I have not mapped reads against the homolog, because if there is issue with individual variation, I suspect that it will not map that well against the homolog.
I will try your suggestions. Thanks.
Sorry, was a little confused on how you got the material to put into your construct to begin with.
This is a problem I've run into with trinity before, where gaps in coverage might lead to trinity seeing several "genes" when there is only one. You may also have incomplete/improperly assembled transcripts.
When you built the construct, did you only use the regions of the fragments aligned by BLAST, or did you use the whole fragments. If you used whole fragments you may want to run a MSA to see where the regions of the fragment not mapped by BLAST end up.
I'd try mapping your construct again without the gap penalty align_and_estimate_abundance.pl puts in place. With more tolerant mismatch and gap settings you could probably get more reads to map to the reference.

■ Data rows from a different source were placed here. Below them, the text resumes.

PR #101, opened 2015-08-31
CURATOR-254 - Modified the test assertions so that they ensure that t…

cammckenzie:
…he theoretical maximum queue size is not exceeded. The previous limit was exceedable depending on how quick consumers were pulling data off the queue.


Randgalt:
LGTM

PR #186, opened 2017-01-05
[CURATOR-375] - fix thread interruption being reported twice

thecoop:
In some classes, thread interruption was being reported twice - by setting the thread interrupted flag and re-throwing the `InterruptedException` - this made it look like the thread was actually interrupted twice, and generally causes spurious interruption - even if the `InterruptedException` is handled, the thread interruption status is still set, meaning the next async operation that happens will also fail.

Affected classes:
- `ConnectionState` - `closeAndClear` can never throw `InterruptedException` canyway, so remove the check completely
- `PersistentNode` - as mentioned in the docs for `AutoCloseable`, close methods shouldn't throw InterruptedException anyway. The delete operation is guaranteed, so even if `deleteNode` throws an exception, the node will still (probably) be deleted
- `CreateBuilderImpl`/`DeleteBuilderImpl` - the exception is being re-thrown, so don't need to re-set the interrupt status

### DIFF
--- a/curator-framework/src/main/java/org/apache/curator/framework/imps/CreateBuilderImpl.java
+++ b/curator-framework/src/main/java/org/apache/curator/framework/imps/CreateBuilderImpl.java
@@ -485,7 +485,6 @@ class CreateBuilderImpl implements CreateBuilder, BackgroundOperation<PathAndByt
         }
         catch ( Exception e)
         {
-            ThreadUtils.checkInterrupted(e);
             if ( ( e instanceof KeeperException.ConnectionLossException ||
                 !( e instanceof KeeperException )) && protectedId != null )
             {
--- a/curator-recipes/src/test/java/org/apache/curator/framework/recipes/nodes/TestPersistentNode.java
+++ b/curator-recipes/src/test/java/org/apache/curator/framework/recipes/nodes/TestPersistentNode.java
@@ -27,6 +27,8 @@ import org.apache.curator.utils.CloseableUtils;
 import org.apache.zookeeper.CreateMode;
 import org.testng.Assert;
 import org.testng.annotations.Test;
+
+import java.io.IOException;
 import java.util.concurrent.TimeUnit;
 
 public class TestPersistentNode extends BaseClassForTests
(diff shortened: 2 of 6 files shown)


curator-framework/src/main/java/org/apache/curator/framework/imps/CreateBuilderImpl.java
```diff
@@ -485,7 +485,6 @@ private String protectedPathInForeground(String adjustedPath, byte[] data) throw
         }
         catch ( Exception e)
         {
-            ThreadUtils.checkInterrupted(e);
```
cammckenzie: Won't the removal of this call mean that the thread will not be marked as interrupted unless the caller catches the exception and resets the value themselves? This code is called from many recipes and can also be called explicitly by users Curator code. I would think that there's great potential to break code here, unless I'm missing something.

cammckenzie:
Is this fix specifically for the PersistentNode class? It seems like it will potentially break a lot of stuff.

curator-framework/src/main/java/org/apache/curator/framework/imps/CreateBuilderImpl.java
thecoop: No, because the `InterruptedException` is rethrown in every case. Thread interruption status is represented by _either_ the thread interrupt status _or_ an `InterruptedException`, not both. This is mentioned in the Java tutorials at http://docs.oracle.com/javase/tutorial/essential/concurrency/interrupt.html:

> By convention, any method that exits by throwing an InterruptedException clears interrupt status when it does so.

thecoop:
I first came across this issue in the context of `PersistentNode`, but it applies to the other classes in the PR

curator-framework/src/main/java/org/apache/curator/framework/imps/CreateBuilderImpl.java
Randgalt: re-throwing InterruptedException does not reset the Thread interrupted status of the thread.

thecoop: The caller knows precisely _because_ InterruptedException is being thrown - that is how the information is conveyed to the caller. Check http://docs.oracle.com/javase/tutorial/essential/concurrency/interrupt.html:
> By convention, any method that exits by throwing an InterruptedException clears interrupt status when it does so.

Randgalt: Most code does not check for `InterruptedException` and this is the problem. Again, please explain what the issue being fixed is here. Is this merely an academic issue or is there a real problem?

thecoop: I've just pushed a basic test case showing the issue. The thread is interrupted once, but it is exposed to the caller twice - once through close() throwing an exception, and once through whatever next checks the interrupt status (here, I've used Thread.sleep)

thecoop: As a correction to the previous comment, this fixes the issue by exposing the interruption using the interrupt status only, and not throwing an exception, rather than doing both as it is at the moment.

curator-recipes/src/test/java/org/apache/curator/framework/recipes/nodes/TestPersistentNode.java
```diff
@@ -136,4 +138,52 @@ public void testQuickCloseNodeExists() throws Exception
             CloseableUtils.closeQuietly(client);
         }
     }
+
+    @Test
+    public void testInterruption() throws Exception
```
Randgalt: I don't understand what this is testing. What does it matter how many times a thread is interrupted? I feel like this is an academic exercise. Is there a real problem here?

thecoop: This issue is a root cause of some significant problems we've encountered. I'll have another look at this and come up with a more pertinent test case.

Randgalt: We'll need that otherwise I don't see the issue. The thread interrupt status is boolean. No matter how many times you set it it's still the same value.

PR #190, opened 2017-01-08
[CURATOR-200] Shade Guava into Curator

Randgalt:
Shaded Guava into Curator Client (and Curator Test) so that it's no longer an issue for users. This should have been done a long time ago. Unfortunately, `com.google.common.base.Function`, `com.google.common.base.Predicate` and `com.google.common.reflect.TypeToken` are in Curator's public API so those 3 classes are NOT shaded. However, this won't be a problem because there's no reason to think that Guava will change or remove these basic interfaces.

NOTE: I've tested this by creating a temp project that uses Guava 21.0-rc2. When used with Curator 2.11.1 I get a `NoSuchMethodError`. When used with this new shaded version of Curator there are no errors.

### DIFF
--- a/curator-client/pom.xml
+++ b/curator-client/pom.xml
@@ -1,5 +1,4 @@
-<?xml version="1.0" encoding="UTF-8"?>
-<!--
+<?xml version="1.0" encoding="UTF-8"?><!--
     Licensed to the Apache Software Foundation (ASF) under one
     or more contributor license agreements.  See the NOTICE file
     distributed with this work for additional information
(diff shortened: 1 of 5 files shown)


oza:
Thanks for taking this big issue. It must be helpful for Curator's users. Do you think that this change must be done with source-level compatibility? If the answer is positive, it looks good to me.

> However, this won't be a problem because there's no reason to think that Guava will change or remove these basic interfaces.

It's realistic decision, especially for Function and Predicate interfaces. About [TypeToken](https://google.github.io/guava/releases/snapshot/api/docs/com/google/common/reflect/TypeToken.html), however, it is marked with [Beta annotation](https://google.github.io/guava/releases/snapshot/api/docs/com/google/common/annotations/Beta.html). Hence, I think the interface can be changed.

Randgalt:
@oza breaking public APIs is very disruptive. I've tested this with Guava 21 and it works. If Guava ever changes we can address it then.

oza:
@Randgalt sounds good, thanks for the clarification.

Randgalt:
I don't know OSGI so I can't speak to that. But, Guava is relocated in this PR - that's the point of it. Notice the `relocation` tags in the pom file.

kscarr73:
Ahh, I looked for them, but didn't see them before my comment.  That works then.  Not sure how much bigger the jar is, yet, but I see about doing a build later.

Randgalt:
FYI - the JAR grows by about 1.9M

oza:
LGTM from license's point of view. Guava doesn't have its own NOTICE file, so we don't need to add the file to our jar.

Unless the homolog species is incredibly close phylogenetically, there could be considerable differences in the sequence of the transcript in your species. The idea of annotating with BLAST for de novo assemblies isn't to try and define sequences, but to get a rough idea of what the identity/function of a given transcript is. So when a part of a de novo assembled contig maps to a reference sequence, you can roughly infer that the function/identity of that contig is the function/identity of the reference hit. The more sequence homology between the two, the stronger that putative annotation is. The problem is that you GeneX in species a and GeneX in species B may be paralogs with some degree of conservation. They look similar enough to match by BLAST but they may have very different functions and sequences. Add in improper assembly (incomplete/incorrect/fragmented) and it turns into a headache.
I think primer walking is likely to be the best option for getting complete transcript sequences. You may want to run each round of primer walking out on a gel and extract each band for sequencing. This would allow you to collect isoform sequences.

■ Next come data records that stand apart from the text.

PR #193, opened 2017-01-10
[CURATOR-311] SharedValue could hold stall data when quourm membership changes

oza:
Adding error handling to refresh stale data when stateChanged is called.

### DIFF
--- a/curator-recipes/src/main/java/org/apache/curator/framework/recipes/shared/SharedValue.java
+++ b/curator-recipes/src/main/java/org/apache/curator/framework/recipes/shared/SharedValue.java
@@ -19,6 +19,7 @@
 
 package org.apache.curator.framework.recipes.shared;
 
+import com.google.common.annotations.VisibleForTesting;
 import com.google.common.base.Function;
 import com.google.common.base.Preconditions;
 import org.apache.curator.framework.CuratorFramework;
@@ -56,8 +57,9 @@ public class SharedValue implements Closeable, SharedValueReader
     private final byte[] seedValue;
     private final AtomicReference<State> state = new AtomicReference<State>(State.LATENT);
     private final AtomicReference<VersionedValue<byte[]>> currentValue;
+    private final CuratorWatcher watcher;
 
-    private final CuratorWatcher watcher = new CuratorWatcher()
+    private class SharedValueCuratorWatcher implements CuratorWatcher
     {
         @Override
         public void process(WatchedEvent event) throws Exception
@@ -76,6 +78,17 @@ public class SharedValue implements Closeable, SharedValueReader
         public void stateChanged(CuratorFramework client, ConnectionState newState)
         {
             notifyListenerOfStateChanged(newState);
+            if ( newState == ConnectionState.RECONNECTED )
+            {
+                try
+                {
+                    readValueAndNotifyListenersInBackground();
+                }
+                catch ( Exception e )
+                {
+                    log.error("Could not read value after reconnect", e);
+                }
+            }
         }
     };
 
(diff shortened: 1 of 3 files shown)


curator-recipes/src/main/java/org/apache/curator/framework/recipes/shared/SharedValue.java
```diff
@@ -75,14 +75,41 @@ public void process(WatchedEvent event) throws Exception
...
+
+            case RECONNECTED:
+                // update currentValue
+                try {
+                    state.compareAndSet(State.STALE, State.STARTING);
+                    startInternal();
+                    state.compareAndSet(State.STARTING, State.STARTED);
+                } catch (Exception e) {
+                    ThreadUtils.checkInterrupted(e);
+                    log.error("Could not re-start instances after reconnection", e);
```
oza: I would like to know whether this error handling is correct. Please let me know if you know a better way.

Randgalt:
I'm -1 on this PR overall. The purpose of `state` internally is not to hold the connection state. It's to hold the started state of the instanced. Mixing the two is bound to cause problems. 

A simpler solution would be:

```java
    private final ConnectionStateListener connectionStateListener = new ConnectionStateListener()
    {
        @Override
        public void stateChanged(CuratorFramework client, ConnectionState newState)
        {
            notifyListenerOfStateChanged(newState);
            if ( newState == ConnectionState.RECONNECTED )
            {
                try
                {
                    readValueAndNotifyListenersInBackground();
                }
                catch ( Exception e )
                {
                    log.error("Could not read value after reconnect", e);
                }
            }
        }
    };
```

curator-recipes/src/test/java/org/apache/curator/framework/recipes/shared/TestSharedCount.java
```diff
@@ -389,4 +390,93 @@ public void processResult(CuratorFramework client, CuratorEvent event) throws Ex
             CloseableUtils.closeQuietly(curatorFramework);
         }
     }
+
+    @Test
+    public void testDisconnectReconnectEventDoesNotFireValueWatcherWithMultipleClients() throws Exception
```
Randgalt: I don't think this tests the problem. I tried this test with an unchanged version SharedValue and it passes.

oza:
Thanks Jordan for taking a look. I will double check my test case and resend fixed version later.

oza:
Based on the report in jira, I will create a test case, TestSharedValueWithCluster.java, with TestingCluster to reproduce the problem. Please let me know if you know a better way.

oza:
@Randgalt I could create a test case to reproduce the problem by injecting emulated faulty watcher instead of using pseudo cluster. Could you check it?

curator-recipes/src/test/java/org/apache/curator/framework/recipes/shared/TestSharedCount.java
```diff
@@ -381,12 +385,118 @@ public void processResult(CuratorFramework client, CuratorEvent event) throws Ex
             }).forPath("/count");
             flushDone.await(5, TimeUnit.SECONDS);
 
-            Assert.assertEquals(2, numChangeEvents.get());
+            Assert.assertEquals(numChangeEvents.get(), 3);
```
oza: This means this PR includes semantic change of countHasChanged callback: after reconnecting, countHasChanged() is called.

Randgalt: This commit is no longer available. Can you post it again?

oza: Sure.

oza:
@Randgalt can you see changes?

Randgalt:
No - the commit is still missing.

oza:
Hmm, I don't know what is happening. I would like to close this and try to create new PR.

PR #194, opened 2017-01-11
[CURATOR-379] unfixForNamespace corrupts child path when it contains namespace

computerlove:
When a child path starts with the namespace unfixForNamespace removes the namespace string, thus creating a invalid path.
With namespace "foo" the result of unfixForNamespace("/foobar") is "bar".


tisonkun:

PR #195, opened 2017-01-12
[CURATOR-171] LeaderLatch isn't aware if it's own ephemeral node goes away

oza:
The root cause of the problem reported on CURATOR-171 is that LeaderLatch is not aware of losing self znode after acquire lock. This PR fixes that LeaderLatch is aware of my znode losing and marking itself "not leader".


Randgalt:
This has come up before. There's no reason why a leader latch's node should get deleted. The LeaderLatch code already handles connection loss/reconnection so I don't see why this is needed.

oza:
Make sense. Thanks for your clarification.
I would like to close CURATOR-171 as not a problem issue after jira maintenance is finished.

jacky1193610322:
when I want to change leader manually, I can delete the leader node manually, let the others become the leader.

PR #197, opened 2017-01-26
[CURATOR-367] Delay reconnect on session expired

Zoltan-Szekeres:


curator-client/src/main/java/org/apache/curator/ConnectionState.java
```diff
@@ -160,13 +162,33 @@ public void process(WatchedEvent event)
             }
         }
 
+        // only wait during tests
+        assert waitOnExpiredEvent(event.getState());
```
Zoltan-Szekeres: Yes, assuming assertions are enabled in testing. I've added the delay here wait for the reconnect to happen, but since now the reset is called later in the method it might no longer be necessary.

curator-client/src/main/java/org/apache/curator/ConnectionState.java
```diff
@@ -160,13 +162,33 @@ public void process(WatchedEvent event)
...
             OperationTrace trace = new OperationTrace("connection-state-parent-process", tracer.get(), getSessionId());
             parentWatcher.process(event);
             trace.commit();
         }
+
+        if (eventTypeNone) handleState(event.getState());
+    }
+
+    // only for testing
+    private boolean waitOnExpiredEvent(Event.KeeperState currentState)
```
Zoltan-Szekeres: Yes - only so that it can be called form assert.

curator-client/src/main/java/org/apache/curator/ConnectionState.java
cammckenzie: I don't think that it's reasonable to assume that assertions will only be turned on during testing. If you look at something like LeaderSelector, it has specific code in there to support unit testing (the debugLeadershipLatch variable).

If you can cause the problem to occur without this code though, then it should be removed. I had a quick play with it and I couldn't seem to reproduce it without this code though.

Zoltan-Szekeres: I changed using a debug flag instead of assert. I added an accessor class to be able to set the flag in the package private ConnectionState class.

I cannot cause the problem to occur without this code.

cammckenzie:
Thanks for the update, looks OK now I think. I'll give it a bit more of a test early next week and then merge.

Zoltan-Szekeres:
Thanks for the review. I've also added the mockito dependency to the pom.xml, which I've left out of my previous commit. 

Since we're on Curator 2.x, we'd like to push this change to the 2.x version as well. Do I need to create another PR for that?

cammckenzie:
I've run through some more tests and it all looks good.

My only concern is that we're introducing the Mockito just for this test case. Could you move the test case into the curator-client sub package under org.apache.curator. Then no reflection would be required to set the debug flag and we could remove the mockito dependency?

Do you have an opinion on introducing the Mockito dependency @Randgalt?

In regards to the Curator 2.x and 3.x, don't worry about a separate PR, it should be ok to just merge from the Curator 2.x branch into 3.x.

Randgalt:
I'm -1 on introducing a new dependency. Can the PR be re-worked to not use Mockito?

Zoltan-Szekeres:
Thanks again for going through the change.

I've put the test into curator-framework, because the org.apache.curator.framework.state.ConnectionStateManager got into an invalid state, that's why the CuratorFramework.blockUntilConnected didn't return and that's what I want to test.

I'll remove the mockito dependency.

Randgalt:
This is a significant change. I would like amble time to look at it. @cammckenzie please do not merge.

Randgalt:
We need to see a version of this for the CURATOR-3.0 branch. The code has changed a lot there.

Zoltan-Szekeres:
I couldn't reproduce the issue with the CURATOR-3.0 branch. I think because ConnectionStateManager injects an Expired event after the session timeout has elapsed after the suspended event.

cammckenzie:
Any thoughts on this @Randgalt , I'd like to merge before doing a build.

curator-client/src/main/java/org/apache/curator/ConnectionState.java
```diff
@@ -283,12 +300,19 @@ private boolean checkState(Event.KeeperState state, boolean wasConnected)
...
 
-        if ( checkNewConnectionString && zooKeeper.hasNewConnectionString() )
+        return isConnected;
+    }
+
+    private void handleState(Event.KeeperState state)
+    {
+        if (state == Event.KeeperState.Expired)
+        {
+            handleExpiredSession();
```
Randgalt: We've lost functionality here right? If there's a new connection string and an expired session we don't get the new connection string.

cammckenzie: It gets handled in the handleState() method, which is called from process()

Randgalt: It's `handleState()` that I'm concerned about. When `state == Event.KeeperState.Expired` the `zooKeeper.hasNewConnectionString()` isn't called.

cammckenzie: Isn't that true of the existing implementation though? If the state is expired then the checkNewConnectionString flag gets set to false so the handleNewConnectionString() method won't get called.

Randgalt: Oh - I think you're right. The old version set `checkNewConnectionString=false`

Well, at the moment we know the clone is a true CDS and we also have functional studies supporting homology above and beyond sequence similarity for some of the sequences of interests. Thank you for your efforts, but I do not think this exchange relates to my mapping question anymore.
A couple of questions that might clarify:
Have you visualized the read alignment to the original assembly transcript fragments, and compared it to read alignment of the CDS? If so, what's different?
Did you rebuild the index after replacing the fragments with CDSs (had to ask; it's a common mistake)?
I do not have the RSEM mapping .bam at the moment (removed it due to storage issues), but I quickly ran a everything-default bwa mapping with the assembly reads against just the clones. This showed a substantial amount of mapping (in accordance with expectations), but with lots of SNPs across reads. So this would suggest that individual variation itself is not a major issue, but perhaps only individual variation in concert with the RSEM mapping parameters set by the Trinity wrapper. But I once set those to two mismatches per 20 nucleotide seed, and 10% should have mapped them, but perhaps it is due to backtracking.
Yes, the file that contains clones but not the assembly contigs got a new name, because I concatenated a cleaned assembly with the clones to a new file.
So right now I am thinking about the backtrack limit in bowtie
--maxbts
. Maybe this setting makes it so that many valid-n 2
alignments are missed. This was run with the default125
. Also looking at--pairtries
, for which the default is100
. Perhaps it is worth to try-y
/--tryhard
. Even though it might be slower, it might be rewarding.